Category theory was applied to the theory of games with great success in the latter half of the 20th century. During this time, a clear intuitive picture of how categorical structures might emerge in the theory of games was developed. However, when attempts have been made to make this intuitive picture more concrete, the details have proved to be rather fiddly. Several concrete explanations have emerged, each with its own peculiarities and with none evidently more natural than the others. At present, these explanations are held together only by a loose weave of suggestive analogies.

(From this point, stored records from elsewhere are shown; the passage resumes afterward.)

PR #100, opened 2017-08-07
Remove try!

JJayet:
Everything is said in the title.

As said [here](https://doc.rust-lang.org/std/macro.try.html):

> Prefer using ? syntax to try!. ? is built in to the language and is more succinct than try!. It is the standard method for error propagation.

So I removed the `try!` macro and replaced it with `?`.
Don't hesitate to close if you don't think it's worthy of a merge :)

### DIFF
--- a/src/header/value.rs
+++ b/src/header/value.rs
@@ -346,9 +346,9 @@ impl<'a> fmt::Debug for EscapeBytes<'a> {
         for &b in self.0 {
             if is_visible_ascii(b) {
                 let ch = unsafe { char::from_u32_unchecked(b as u32) };
-                try!(write!(f, "{}", ch));
+                write!(f, "{}", ch)?;
             } else {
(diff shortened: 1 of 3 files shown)


carllerche:
Switching from `try!` -> `?` is good, but it seems like the PR is not based on master? Would you be able to rebase against master and remove `6acdf772fdbb96c882dd6a9c4c63351a91d39b49?

thanks!

JJayet:
Oops, my bad, I'll do it right now :)

JJayet:
Due to me being stupid, I'll close and reopen.

seanmonstar:
(For the future) You can just `git rebase upstream/master` and then `git push -f origin branchName`, and the PR will be updated.

JJayet:
Thanks for the tip!
It's already reopened but I'll keep that in mind.

PR #101, opened 2017-08-07
Replaces all occurences of try! with ?

JJayet:
Everything is said in the title.

As said [here](https://doc.rust-lang.org/std/macro.try.html):

>Prefer using ? syntax to try!. ? is built in to the language and is more succinct than try!. It is the standard method for error propagation.

So I removed the try! macro and replaced it with ?.

### DIFF
--- a/.gitignore
+++ b/.gitignore
@@ -1,2 +1,3 @@
 target
 Cargo.lock
+.idea
--- a/.gitignore
+++ b/.gitignore
@@ -1,3 +1,2 @@
 target
 Cargo.lock
-.idea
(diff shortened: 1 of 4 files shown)


.gitignore
```diff
@@ -1,2 +1,3 @@
 target
 Cargo.lock
+.idea
```
carllerche: Could you remove this?

JJayet: @carllerche Would you be open to leave it ?

I put it there because I used [IntelliJ and the Rust plugin] (https://intellij-rust.github.io) and I figured that others might do it too.

carllerche: Those types of ignores should go in the global git ignore file.

JJayet: Got it, will fix it soon

carllerche:
Hmm... something weird is happening w/ the PR. It has a bunch of extra commits from master. It seems like it might not be based on master?

JJayet:
@carllerche Done, I don't know what went wrong but it's fixed now.

carllerche:
Thanks

PR #102, opened 2017-08-07
add HeaderValue::from_shared_unchecked

seanmonstar:
The reason for wanting this is to prevent double parsing a header value. For example, in hyper, the bytes are parsed using httparse, which already verifies the header values do not contain illegal values.

There's a technicality issue here: it's not actually `unsafe`, according to Rust's strict definition of `unsafe` meaning memory unsafety. These bytes are never converted into a `str` without validating them first.

At the same time, it is totally unsafe in a HTTP context...

### DIFF
--- a/Cargo.toml
+++ b/Cargo.toml
@@ -30,3 +30,7 @@ serde_json = "1.0"
 [[bench]]
 name = "header_map"
 path = "benches/header_map/mod.rs"
+
+[[bench]]
+name = "header_value"
+path = "benches/header_value.rs"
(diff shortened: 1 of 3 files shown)


carllerche:
I assume that it is backwards compatible to remove the `unsafe` annotation in the future?

seanmonstar:
Removing it would cause any usage to trigger the `unused_unsafe` warning. That will fail locally if you have `deny(warnings)`, but lints will never fail a build of a dependency.

carllerche:
Right, I think "backwards compatible" means that new warnings are permitted.

PR #108, opened 2017-08-10
adjust HeaderValue Debug output

seanmonstar:
- output just the value, not a struct
- wrap in quotes
- don't output value if sensitive flag is set

### DIFF
--- a/src/header/value.rs
+++ b/src/header/value.rs
@@ -1,6 +1,6 @@
 use bytes::Bytes;
 
-use std::{char, cmp, fmt, str};
+use std::{cmp, fmt, str};
 use std::error::Error;
 use std::str::FromStr;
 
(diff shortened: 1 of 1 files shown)


src/header/value.rs
```diff
@@ -289,10 +289,33 @@ impl AsRef<[u8]> for HeaderValue {
 
 impl fmt::Debug for HeaderValue {
     fn fmt(&self, f: &mut fmt::Formatter) -> fmt::Result {
-        f.debug_struct("HeaderValue")
-            .field("value", &EscapeBytes(self.as_ref()))
-            .field("is_sensitive", &self.is_sensitive)
-            .finish()
+        if self.is_sensitive {
+            f.write_str("Sensitive")
```
alexcrichton: I wonder if we could maybe do something like:

```rust
f.debug_struct("HeaderValue")
    .field("value", &"...")
    .field("is_sensitive", is_sensitive)
    .finish()
```

just to make diffs between debugs of different `HeaderValue` instances a little more consistent perhaps?

seanmonstar: Specifically for the `if self.is_sensitive` branch?

alexcrichton: That's what I was thinking yeah, basically just having both the sensitive and non-sensitive versions have roughly the same shape

seanmonstar: Ah, this PR removed outputting a struct at all. So, normal output would look like this:

```
{"transfer-encoding": "chunked"}
```

And sensitive looks like this:

```
{"authorization": Sensitive}
```

alexcrichton: Ack sorry I was misleading myself! You can ignore m!

PR #109, opened 2017-08-11
convert all inherent try_from_* functions to from_*

### LINKED ISSUE #98: Make all "try from" functions consistently named

seanmonstar:
~~Some places use `from_u16`, others use `try_from_bytes`, this PR unifies the pattern. It settled on `try_from_*` for these reasons:~~

- ~~There exists a few functions, like `from_static`, which don't return a `Result`.~~
- ~~While there are several cases in std, like `from_utf8`, `from_str`, it's also inconsistent within std, with things like `Duration::from_secs() -> Duration`.~~
- ~~It lines up closer with the eventual `TryFrom::try_from`.~~

Updated to do the reverse.

Closes #98

### DIFF
--- a/src/header/value.rs
+++ b/src/header/value.rs
@@ -80,7 +80,7 @@ impl HeaderValue {
     ///
     /// If the argument contains invalid header value characters, an error is
     /// returned. Only visible ASCII characters (32-127) are permitted. Use
-    /// `try_from_bytes` to create a `HeaderValue` that includes opaque octets
+    /// `from_bytes` to create a `HeaderValue` that includes opaque octets
     /// (128-255).
     ///
     /// This function is intended to be replaced in the future by a `TryFrom`
@@ -90,7 +90,7 @@ impl HeaderValue {
     ///
     /// ```
     /// # use http::header::HeaderValue;
-    /// let val = HeaderValue::try_from_str("hello").unwrap();
+    /// let val = HeaderValue::from_str("hello").unwrap();
     /// assert_eq!(val, "hello");
     /// ```
     ///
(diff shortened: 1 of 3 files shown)


alexcrichton:
I personally disagree with the `try_*` prefix as outlined in [this comment](https://github.com/carllerche/http/pull/99#issuecomment-320812559). I don't think there's strong precedent for requiring this and I don't think the presence of infallible `from_*` functions should make all infallible functions *worse* to call. It's already going to be pretty obvious what's fallible and what's not when reading source, it's whether or not there's a `?` at the end.

I'd still value consistency more, though, so if others don't agree then I'm fine landing this.

seanmonstar:
I wasn't sure which way I leaned until I started this PR, when I saw `from_static`. That the compiler will remind you the function returns a `Result` is actually a fair reason to not have `try_` everywhere, in my opinion.

Anyone else?

carllerche:
Given the pattern of having `From<Foo>` implementations also have a struct fn `from_foo`, I opted for `TryFrom<Foo>` implementations to mirror this as `try_from_foo`.

The only question is if a type will ever implement **both** `From<Foo>` and `TryFrom<Foo>`. Because, if this happens, there could be a naming conflict.

seanmonstar:
In the RFC for `TryFrom` it's suggest that any `impl From<Foo> for Bar` would fit into a blanket `impl TryFrom<Foo> for Bar { type Error = ! }`.

carllerche:
If we are confident that there is never any naming conflict, then it seems fine to make the style change as @alexcrichton suggested.

seanmonstar:
I've updated to do the reverse, then. All inherent `try_from_*` becomes `from_*`.

PR #113, opened 2017-08-16
HeaderMap::get_all() returns a GetAll instead of an Option

### LINKED ISSUE #111: HeaderMap::get_all should not return Option
Currently, `HeaderMap::get_all` returns an `Option<GetAll<T>>`, with `None` indicating the absence of any header with the specified name. That type signature allows encoding "impossible" situations, which code will then have to handle. Specifically, it allows `Some` of an empty iterator. That's going to force code using this type to have extra logic dismissing that "impossible" case.

Please switch the type to just `GetAll<T>`, with an empty iterator indicating the absence of any header with the specified name. It's still trivial to detect presence/absence of a header (such as via `contains_key`), and this will simplify callers, reducing uses of `.unwrap()` and similar.

seanmonstar:
Also removes `key()` and `get()` from `GetAll`.

Closes #111

### DIFF
--- a/src/header/map.rs
+++ b/src/header/map.rs
@@ -138,7 +138,7 @@ pub struct Drain<'a, T> {
 #[derive(Debug)]
 pub struct GetAll<'a, T: 'a> {
     map: &'a HeaderMap<T>,
-    index: usize,
+    index: Option<usize>,
 }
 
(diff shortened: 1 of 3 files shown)


alexcrichton:
👍

PR #120, opened 2017-08-25
Add HeaderName::from_lowercase

carllerche:
HTTP/2.0 requires that all header names be provided with only lowercase
characters. Using uppercase characters must result in a PROTOCOL_ERROR.
In order to avoid scanning the string multiple times while parsing,
provide a lowercase parse variant.


carllerche:
Waiting on @seanmonstar. I believe he had reservations.

PR #337, opened 2019-08-14
Switch remaining HttpTryFrom to TryFrom

davidbarsky:
I figured I should post this PR, but its failing to build due to type inference errors on the error in `src/request.rs` and `src/uri/builder.rs`. For instance:

```
   --> src/request.rs:785:26
    |
785 |             let method = TryFrom::try_from(method).map_err(Into::into)?;
    |                          ^^^^^^^^^^^^^^^^^^^^^^^^^^^^^^^^^^^^^^^^^^^^^^ cannot infer type

error[E0277]: `?` couldn't convert the error to `error::Error`
  --> src/uri/builder.rs:50:50
   |
50 |             parts.scheme = Some(scheme.try_into()?);
   |                                                  ^ the trait `std::convert::From<<uri::scheme::Scheme as std::convert::TryFrom<T>>::Error>` is not implemented for `error::Error`
   |
   = note: the question mark operation (`?`) implicitly performs a conversion on the error value using the `From` trait
   = help: the following implementations were found:
             <error::Error as std::convert::From<header::name::InvalidHeaderName>>
             <error::Error as std::convert::From<header::name::InvalidHeaderNameBytes>>
             <error::Error as std::convert::From<header::value::InvalidHeaderValue>>
             <error::Error as std::convert::From<header::value::InvalidHeaderValueBytes>>
           and 5 others
   = note: required by `std::convert::From::from`
```

Any suggestions on resolving them?


src/header/name.rs
```diff
@@ -1759,32 +1759,23 @@ impl From<HeaderName> for Bytes {
     }
 }
 
-impl<'a> HttpTryFrom<&'a HeaderName> for HeaderName {
```
seanmonstar: Aren't the impls of `TryFrom<&'_ Self>` still needed, so as to clone itself?

davidbarsky: Rustc complains:

```
error[E0119]: conflicting implementations of trait `std::convert::TryFrom<&header::name::HeaderName>` for type `header::name::HeaderName`:
    --> src/header/name.rs:1778:1
     |
1778 | impl<'a> TryFrom<&'a HeaderName> for HeaderName {
     | ^^^^^^^^^^^^^^^^^^^^^^^^^^^^^^^^^^^^^^^^^^^^^^^
     |
     = note: conflicting implementation in crate `core`:
             - impl<T, U> std::convert::TryFrom<U> for T
               where U: std::convert::Into<T>;
```

Need-To-Learn:
@davidbarsky Unfortunately I got this errors too when i tried to migrate from HttpTryFrom, i didnt' find a solution yet.

davidbarsky:
Thanks to @seanmonstar's I've gotten this to compile.

src/error.rs
```diff
@@ -160,33 +163,11 @@ impl From<header::InvalidHeaderValueBytes> for Error {
...
-impl fmt::Display for Never {
-    fn fmt(&self, _f: &mut fmt::Formatter<'_>) -> fmt::Result {
-        match *self {}
-    }
-}
-
-impl error::Error for Never {
-    fn description(&self) -> &str {
-        match *self {}
+impl From<std::convert::Infallible> for Error {
```
davidbarsky: Sean correctly pointed out that this might be a forwards-compatibility hazard once `!` lands in Rust.

pyfisch: I'm curious how this may create forward-compatibility problems. [The docs](https://doc.rust-lang.org/std/convert/enum.Infallible.html#future-compatibility) only warn about implementing a trait for both Infallible *and* `!` but this does not appear to be the case here.

davidbarsky: Hmm, then I think this might be fine?

davidbarsky:
Hi @seanmonstar! I think this is ready to review.

src/error.rs
```diff
@@ -160,33 +163,11 @@ impl From<header::InvalidHeaderValueBytes> for Error {
...
+    fn from(err: std::convert::Infallible) -> Error {
+        Error {
+            inner: ErrorKind::Infallible(err),
```
seanmonstar: I don't believe this variant is needed, it should be sufficient to write `match err {}`.

seanmonstar:
Merged manually https://github.com/hyperium/http/commit/f264abddc4099b33a309d9ee84159103692db12a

Some recent developments in category theory may change that. The widespread use of geometric intuitions in mathematics means that often the idea of dimension is key. We naturally assign dimensions to physical objects, so that a line on a piece of paper is just 1-dimensional, the surface of the paper itself is 2-dimensional, the space in which the paper sits is 3-dimensional and so on. In just the same way, mathematicians naturally assign dimensions to many of the abstract objects that we study, and this helps us to visualise them. When category theory first emerged, about halfway through the 20th century, the approach was entirely 1-dimensional. It quickly became clear that there were higher-dimensional analogues of the structures being studied, and that these higher-dimensional structures would allow a more expressive linguistic framework. To balance this expressivity, however, these structures are also more delicate and more care is needed to understand them. It is only in the last decade that the necessary techniques for handling these structures have been established, and there is still plenty of room for progress in this exciting area.
The categorical approaches to the understanding of games have so far been almost exclusively 1-dimensional. In my research, I have discovered a hidden extra dimension of structure underlying the intuitive picture of the relationship between categories and games. There is a natural way to make this precise using the fresh language of higher dimensional category theory. When this is applied to the disparate existing concretisations of the intuitive picture, the 2-dimensional structures I obtain show their unity more clearly than their 1-dimensional shadows. This gives a new way of looking at the existing constructions and the links between them, as well as allowing me to make concrete some constructions which had so far only been discussed on an intuitive level. This work has also provided a context for the development of some basic tools in higher-dimensional category theory.
In my PhD thesis, I hope to give a clear explanation of the higher dimensional construction, including both an introduction to an elegant general framework for the application of category theory to game theory and a detailed exposition of a simple new example. Beginning in parallel with this thesis, but continuing into the next couple of years of my research, I hope to publish a series of papers making use of this general framework to provide new perspectives on the existing constructions in this field, and on the connections between them. I hope to explain how the new framework makes possible a proof of a conjecture of Imre Leader. Finally, I hope to explore some of the problematic issues from the theory of games in the context of my new simple example, and so to indicate potential resolutions of these problems.